Matteo Fabris Orfini, l’idolo di noi tutti. - Andrea Scanzi

Risultati immagini per orfini


Egli ci ha parlato. 

“Dieci giorni per un accordo sulla legge elettorale e voto a giugno oppure subito al voto”. 

Oppure: “I riservisti aiutano gli avversari. Chi ha avuto occasione per cambiare il paese faccia autocritica”. 

Ma anche: “La legislatura è finita il 4 dicembre ed è stato deciso dagli italiani. Non dobbiamo però aver paura del loro giudizio e del loro voto”. 

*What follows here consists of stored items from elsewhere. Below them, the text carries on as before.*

PR #1524, opened 2025-04-10
update GeoKanteUniqueCoordinate

TruongQuangSB:


java/bundles/org.eclipse.set.feature.plazmodel/src/org/eclipse/set/feature/plazmodel/check/MeridianBetweenGEOKante.xtend
```diff
@@ -37,37 +38,44 @@ class MeridianBetweenGEOKante extends AbstractPlazContainerCheck implements Plaz
...
+			errList.add(err)
+
 		]
 		return errList
 	}
 
+	static def boolean isMeridianGEOKante(GEO_Kante edge) {
+		if (edge.GEOKanteAllg?.GEOLaenge?.wert.doubleValue === 0.0) {
+			return false;
+		}
```
mariusheine, line 62: @TruongQuangSB I would not put this here as a meridian geo kante can actually have length 0. Additionally
- it was not in the filter function above before this PR
- in `GeoKanteUniqueCoordinate` we are checking for kante length 0 before

TruongQuangSB: @mariusheine the meridian geo kante should have length 0. When not, then is a error. Before it was a condition in Line 60

mariusheine (approved):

Fino al definitivo: “Il mondo è rotondo e, a forza di spostarti a sinistra, ti ritrovi a destra come Trump”. 

Così parlò lo sfavillante, e sin dagli albori rutilante, Matteo Orfini. 
Uomo ossimorico, da sempre definito “giovane” (ora turco, ora dalemiano, ora renziano) senza mai esser stato giovane. 
Nato nel 1974, anche se a guardarlo avresti detto prima, Orfini è uno statista straordinario. La sua biografia è piena di aneddoti ammantati di leggenda. Per esempio quella volta che fece un provino come Fabris nel remake di Compagni di scuola, ma non lo presero. Oppure – ma sarà vero? – quando lo scartarono nelle selezioni finali dello spot di Amica Chips, scegliendo comunque un attore a lui somigliante. Di sicuro non attengono alla leggenda, bensì alla Storia, altre istantanee che vedono Orfini protagonista. 
Su tutte la foto, che trasuda genio e bellezza, in cui lo si vede ingobbito di fronte alla playstation, mentre svolge il ruolo di punching-ball del Gran Capo Renzi
In quelle stesse ore il Pd stava perdendo una delle tante elezioni che ha perso e il ligio Orfini, che fino al giorno prima aveva trattato Renzi come una sorta di usurpatore berlusconiano, cominciava la via Crucis del probo servitore di partito disposto a tutto – ma proprio a tutto – pur di avere un posto. 
Un ruolo. 
Una ragione di vita. 
Era l’inizio di una nuova carriera: quella dell’”amico debole”, e non troppo affascinante, figura di cui da sempre si circondano quelli (o quelle) convinti di esser fighi. Tra una pausa e l’altra, Orfini soleva twittare consigli tattici agli allenatori del Milan, che purtroppo (per il Milan) venivano spesso ascoltati. 
Nel frattempo le imprese orfiniche si succedevano: su tutte la portentosa rinascita del Pd romano, che il Commissario Orfini prima redime e poi salva. Era così che il Matteo debole (cioè: più debole di quell’altro) si guadagnava il ruolo di Presidente di partito, da lui interpretato con la stessa libertà intellettuale che vantava Bondi con Silvio
Dopo la Waterloo capitolina, Orfini scompariva per alcuni mesi, con vivo scorno dei tanti talkshow affezionatisi a quell’eloquio mesto, quel carisma diversamente efficace e quel capino dolentemente pennuto. Il rovescio referendario lo affliggeva ulteriormente, ma Orfini era ben lungi dall’arrendersi. Anzi. Ritrovava pigolo, e financo brio, in contemporanea degli attacchi di D’Alema: il vecchio maestro. L’uomo di cui, forse per affetto antico, imita ancora voce e pause. Ed eccolo, il vero capolavoro politico di Fabris Orfini: far quasi rimpiangere chi lo ha preceduto. Compreso D’Alema. Bravo Matteo: quello debole, ma pure quell’altro.